DATA RECORDS START
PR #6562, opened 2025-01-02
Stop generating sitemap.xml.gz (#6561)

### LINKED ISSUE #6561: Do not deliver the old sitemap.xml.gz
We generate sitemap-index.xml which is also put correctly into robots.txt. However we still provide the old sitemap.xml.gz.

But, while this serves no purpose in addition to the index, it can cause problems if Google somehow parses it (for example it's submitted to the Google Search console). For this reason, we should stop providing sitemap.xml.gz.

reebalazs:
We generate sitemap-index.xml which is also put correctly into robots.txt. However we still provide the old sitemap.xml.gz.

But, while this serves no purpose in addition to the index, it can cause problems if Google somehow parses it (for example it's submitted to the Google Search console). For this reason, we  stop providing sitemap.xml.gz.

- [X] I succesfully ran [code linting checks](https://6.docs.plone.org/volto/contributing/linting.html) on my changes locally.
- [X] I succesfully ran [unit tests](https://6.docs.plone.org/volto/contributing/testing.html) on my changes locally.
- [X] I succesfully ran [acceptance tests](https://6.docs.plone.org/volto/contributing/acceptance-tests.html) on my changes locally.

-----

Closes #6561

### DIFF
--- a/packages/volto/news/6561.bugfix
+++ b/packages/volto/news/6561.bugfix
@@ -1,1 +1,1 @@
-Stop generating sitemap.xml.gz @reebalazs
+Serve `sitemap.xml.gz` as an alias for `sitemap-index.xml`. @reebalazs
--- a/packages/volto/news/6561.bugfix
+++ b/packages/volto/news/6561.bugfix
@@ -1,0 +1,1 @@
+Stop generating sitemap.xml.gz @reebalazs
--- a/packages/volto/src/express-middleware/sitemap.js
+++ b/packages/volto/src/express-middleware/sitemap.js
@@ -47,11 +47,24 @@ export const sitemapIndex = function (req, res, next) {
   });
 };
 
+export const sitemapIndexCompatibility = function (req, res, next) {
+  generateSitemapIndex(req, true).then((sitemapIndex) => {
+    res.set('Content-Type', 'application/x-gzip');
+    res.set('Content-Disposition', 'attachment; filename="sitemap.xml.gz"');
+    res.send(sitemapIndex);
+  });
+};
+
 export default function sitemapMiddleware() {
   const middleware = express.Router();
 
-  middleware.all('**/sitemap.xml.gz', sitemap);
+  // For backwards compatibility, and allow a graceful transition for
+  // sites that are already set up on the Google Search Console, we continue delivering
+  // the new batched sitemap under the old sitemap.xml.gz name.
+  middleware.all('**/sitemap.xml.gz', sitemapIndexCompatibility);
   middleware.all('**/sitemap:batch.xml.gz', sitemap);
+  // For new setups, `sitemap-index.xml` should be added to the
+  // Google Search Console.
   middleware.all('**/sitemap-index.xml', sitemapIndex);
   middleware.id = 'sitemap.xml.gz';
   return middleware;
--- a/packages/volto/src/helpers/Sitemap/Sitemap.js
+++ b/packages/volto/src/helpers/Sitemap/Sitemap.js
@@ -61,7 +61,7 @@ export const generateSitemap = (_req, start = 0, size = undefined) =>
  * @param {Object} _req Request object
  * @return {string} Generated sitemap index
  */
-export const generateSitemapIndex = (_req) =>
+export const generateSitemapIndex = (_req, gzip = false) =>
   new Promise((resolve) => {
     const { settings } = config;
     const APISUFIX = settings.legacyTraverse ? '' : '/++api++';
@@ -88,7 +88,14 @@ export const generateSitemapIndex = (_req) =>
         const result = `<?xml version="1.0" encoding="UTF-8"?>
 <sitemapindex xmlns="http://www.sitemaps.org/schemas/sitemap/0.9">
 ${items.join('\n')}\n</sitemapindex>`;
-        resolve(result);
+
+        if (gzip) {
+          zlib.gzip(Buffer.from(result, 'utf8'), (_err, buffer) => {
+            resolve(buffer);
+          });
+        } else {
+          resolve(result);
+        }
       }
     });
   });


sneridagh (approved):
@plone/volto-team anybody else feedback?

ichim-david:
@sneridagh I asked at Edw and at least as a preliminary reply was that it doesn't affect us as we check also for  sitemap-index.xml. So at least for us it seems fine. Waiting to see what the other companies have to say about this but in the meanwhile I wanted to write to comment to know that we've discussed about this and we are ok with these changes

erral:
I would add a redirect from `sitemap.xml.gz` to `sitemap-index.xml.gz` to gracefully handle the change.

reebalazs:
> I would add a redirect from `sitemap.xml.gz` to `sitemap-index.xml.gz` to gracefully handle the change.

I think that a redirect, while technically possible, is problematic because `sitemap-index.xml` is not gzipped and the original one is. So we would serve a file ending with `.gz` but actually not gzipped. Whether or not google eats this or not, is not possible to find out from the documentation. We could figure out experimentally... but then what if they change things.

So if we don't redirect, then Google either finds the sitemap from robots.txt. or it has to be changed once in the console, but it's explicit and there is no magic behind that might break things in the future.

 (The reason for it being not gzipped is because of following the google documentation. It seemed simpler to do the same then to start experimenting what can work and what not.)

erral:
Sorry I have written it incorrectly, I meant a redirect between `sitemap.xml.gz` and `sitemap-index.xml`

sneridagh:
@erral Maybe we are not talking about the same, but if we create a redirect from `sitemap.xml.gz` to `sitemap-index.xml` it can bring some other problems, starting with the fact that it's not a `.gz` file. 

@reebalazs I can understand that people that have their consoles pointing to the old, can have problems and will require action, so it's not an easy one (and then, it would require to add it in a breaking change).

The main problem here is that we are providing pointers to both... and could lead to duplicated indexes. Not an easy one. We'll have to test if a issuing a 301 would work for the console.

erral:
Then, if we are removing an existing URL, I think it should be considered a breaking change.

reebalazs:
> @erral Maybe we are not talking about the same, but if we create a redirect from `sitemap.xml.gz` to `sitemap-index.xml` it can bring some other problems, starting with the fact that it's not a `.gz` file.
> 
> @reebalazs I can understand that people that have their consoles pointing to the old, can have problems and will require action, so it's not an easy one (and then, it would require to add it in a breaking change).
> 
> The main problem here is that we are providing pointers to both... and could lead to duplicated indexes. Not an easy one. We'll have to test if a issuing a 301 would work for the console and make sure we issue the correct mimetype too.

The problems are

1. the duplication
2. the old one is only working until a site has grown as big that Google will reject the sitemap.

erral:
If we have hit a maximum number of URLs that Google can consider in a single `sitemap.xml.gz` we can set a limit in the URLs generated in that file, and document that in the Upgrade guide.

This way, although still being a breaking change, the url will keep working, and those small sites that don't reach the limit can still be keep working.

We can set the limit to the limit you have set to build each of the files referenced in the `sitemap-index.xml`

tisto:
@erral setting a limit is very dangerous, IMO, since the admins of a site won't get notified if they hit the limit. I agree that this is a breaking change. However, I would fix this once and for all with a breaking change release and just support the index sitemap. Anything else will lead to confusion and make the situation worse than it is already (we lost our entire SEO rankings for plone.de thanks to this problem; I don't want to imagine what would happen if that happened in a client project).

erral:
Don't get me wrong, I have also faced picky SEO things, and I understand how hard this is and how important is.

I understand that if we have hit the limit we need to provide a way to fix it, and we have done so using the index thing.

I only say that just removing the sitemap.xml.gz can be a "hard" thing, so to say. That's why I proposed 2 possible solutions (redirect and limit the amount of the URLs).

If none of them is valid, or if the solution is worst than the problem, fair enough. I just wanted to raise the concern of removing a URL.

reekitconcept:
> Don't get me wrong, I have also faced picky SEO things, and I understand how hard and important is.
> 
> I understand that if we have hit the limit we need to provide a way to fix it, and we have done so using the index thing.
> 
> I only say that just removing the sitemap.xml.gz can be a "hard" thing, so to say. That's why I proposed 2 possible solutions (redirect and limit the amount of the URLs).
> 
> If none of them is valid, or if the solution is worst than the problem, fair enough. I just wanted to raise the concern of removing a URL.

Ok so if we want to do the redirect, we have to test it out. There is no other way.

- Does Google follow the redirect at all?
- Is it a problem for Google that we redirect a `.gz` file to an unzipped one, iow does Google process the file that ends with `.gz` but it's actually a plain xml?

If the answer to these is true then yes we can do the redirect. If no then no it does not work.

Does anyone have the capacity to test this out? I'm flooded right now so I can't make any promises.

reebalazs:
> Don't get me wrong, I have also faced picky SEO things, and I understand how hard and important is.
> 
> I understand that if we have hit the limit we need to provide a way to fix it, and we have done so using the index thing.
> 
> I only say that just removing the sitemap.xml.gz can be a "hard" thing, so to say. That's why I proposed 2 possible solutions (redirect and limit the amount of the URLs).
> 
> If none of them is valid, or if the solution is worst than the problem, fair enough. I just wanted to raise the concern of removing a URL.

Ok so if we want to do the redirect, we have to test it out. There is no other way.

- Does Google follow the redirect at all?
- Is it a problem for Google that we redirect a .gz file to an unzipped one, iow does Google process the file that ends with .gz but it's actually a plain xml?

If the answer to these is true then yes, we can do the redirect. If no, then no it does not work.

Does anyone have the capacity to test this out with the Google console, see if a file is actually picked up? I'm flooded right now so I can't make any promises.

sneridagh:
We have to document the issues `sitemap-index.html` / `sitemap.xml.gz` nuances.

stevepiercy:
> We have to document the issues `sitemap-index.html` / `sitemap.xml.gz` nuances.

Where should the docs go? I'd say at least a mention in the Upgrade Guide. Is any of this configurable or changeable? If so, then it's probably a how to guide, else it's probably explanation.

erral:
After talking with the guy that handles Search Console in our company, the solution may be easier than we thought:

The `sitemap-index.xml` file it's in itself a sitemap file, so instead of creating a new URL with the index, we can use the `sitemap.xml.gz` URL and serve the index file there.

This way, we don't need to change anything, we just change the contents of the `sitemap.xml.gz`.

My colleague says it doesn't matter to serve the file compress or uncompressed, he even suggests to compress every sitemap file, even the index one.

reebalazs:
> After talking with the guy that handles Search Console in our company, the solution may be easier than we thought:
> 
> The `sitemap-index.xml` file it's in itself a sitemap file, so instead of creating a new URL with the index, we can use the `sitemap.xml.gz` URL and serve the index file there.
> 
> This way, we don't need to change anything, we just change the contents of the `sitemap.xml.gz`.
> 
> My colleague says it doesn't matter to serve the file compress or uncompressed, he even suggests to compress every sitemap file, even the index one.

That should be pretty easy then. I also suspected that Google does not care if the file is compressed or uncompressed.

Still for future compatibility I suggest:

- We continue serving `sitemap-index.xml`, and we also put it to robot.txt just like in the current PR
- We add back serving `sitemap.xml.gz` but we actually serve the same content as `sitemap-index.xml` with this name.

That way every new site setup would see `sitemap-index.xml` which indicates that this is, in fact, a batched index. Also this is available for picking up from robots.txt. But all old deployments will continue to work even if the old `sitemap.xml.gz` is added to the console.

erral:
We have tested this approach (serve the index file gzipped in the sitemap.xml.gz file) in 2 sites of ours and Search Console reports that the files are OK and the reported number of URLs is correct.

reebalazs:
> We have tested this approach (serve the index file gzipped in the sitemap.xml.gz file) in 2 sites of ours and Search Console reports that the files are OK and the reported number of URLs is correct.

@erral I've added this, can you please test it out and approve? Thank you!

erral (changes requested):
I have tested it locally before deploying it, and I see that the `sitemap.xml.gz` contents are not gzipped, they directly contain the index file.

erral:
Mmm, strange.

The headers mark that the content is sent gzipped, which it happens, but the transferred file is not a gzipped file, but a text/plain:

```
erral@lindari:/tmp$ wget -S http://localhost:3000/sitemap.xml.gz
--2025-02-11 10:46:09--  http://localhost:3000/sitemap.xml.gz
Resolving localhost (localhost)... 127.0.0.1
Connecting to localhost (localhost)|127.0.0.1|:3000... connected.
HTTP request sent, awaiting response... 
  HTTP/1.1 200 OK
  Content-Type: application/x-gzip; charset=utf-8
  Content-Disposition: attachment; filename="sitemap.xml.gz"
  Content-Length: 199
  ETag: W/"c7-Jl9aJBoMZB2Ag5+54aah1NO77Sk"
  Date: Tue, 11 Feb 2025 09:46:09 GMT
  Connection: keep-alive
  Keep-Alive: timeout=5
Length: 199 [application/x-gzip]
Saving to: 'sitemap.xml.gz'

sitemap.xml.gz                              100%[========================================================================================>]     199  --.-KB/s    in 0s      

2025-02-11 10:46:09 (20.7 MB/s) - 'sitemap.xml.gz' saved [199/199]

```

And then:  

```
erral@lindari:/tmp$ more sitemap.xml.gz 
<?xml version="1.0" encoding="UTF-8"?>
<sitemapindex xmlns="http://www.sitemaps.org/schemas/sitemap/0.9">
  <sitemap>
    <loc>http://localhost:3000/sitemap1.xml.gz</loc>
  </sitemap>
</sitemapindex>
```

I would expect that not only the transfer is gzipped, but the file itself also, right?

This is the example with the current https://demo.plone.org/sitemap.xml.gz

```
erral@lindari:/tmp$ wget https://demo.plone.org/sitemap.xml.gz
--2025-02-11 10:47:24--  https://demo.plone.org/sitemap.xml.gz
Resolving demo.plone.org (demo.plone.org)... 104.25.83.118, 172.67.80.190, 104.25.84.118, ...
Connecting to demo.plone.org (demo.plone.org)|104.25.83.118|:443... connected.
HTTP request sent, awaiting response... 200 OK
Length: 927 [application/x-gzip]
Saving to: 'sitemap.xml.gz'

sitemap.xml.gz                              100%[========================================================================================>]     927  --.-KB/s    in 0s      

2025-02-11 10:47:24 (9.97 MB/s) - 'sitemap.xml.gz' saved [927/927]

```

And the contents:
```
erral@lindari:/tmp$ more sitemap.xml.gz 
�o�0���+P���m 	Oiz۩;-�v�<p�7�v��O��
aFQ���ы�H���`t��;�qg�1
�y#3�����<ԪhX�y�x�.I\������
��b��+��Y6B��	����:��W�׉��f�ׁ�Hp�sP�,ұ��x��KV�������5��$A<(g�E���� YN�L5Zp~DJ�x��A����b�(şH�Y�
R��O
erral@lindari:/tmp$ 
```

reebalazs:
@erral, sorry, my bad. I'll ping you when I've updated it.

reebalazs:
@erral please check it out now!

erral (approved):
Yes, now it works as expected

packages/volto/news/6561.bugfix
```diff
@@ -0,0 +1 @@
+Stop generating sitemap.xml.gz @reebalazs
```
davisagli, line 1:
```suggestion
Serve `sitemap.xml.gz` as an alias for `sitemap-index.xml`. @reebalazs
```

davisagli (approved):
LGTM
DATA RECORDS END
__YOUR TASK__. Transcribe, exactly and without additions, the lines of the records above, beginning with the line that contains "-Stop generating sitemap.xml.gz @reebalazs" and ending with the line that contains "sitemapIndexCompatibility = function", both included.

__SOLUTION FOR THIS EXERCISE__.
-Stop generating sitemap.xml.gz @reebalazs
+Serve `sitemap.xml.gz` as an alias for `sitemap-index.xml`. @reebalazs
--- a/packages/volto/news/6561.bugfix
+++ b/packages/volto/news/6561.bugfix
@@ -1,0 +1,1 @@
+Stop generating sitemap.xml.gz @reebalazs
--- a/packages/volto/src/express-middleware/sitemap.js
+++ b/packages/volto/src/express-middleware/sitemap.js
@@ -47,11 +47,24 @@ export const sitemapIndex = function (req, res, next) {
   });
 };
 
+export const sitemapIndexCompatibility = function (req, res, next) {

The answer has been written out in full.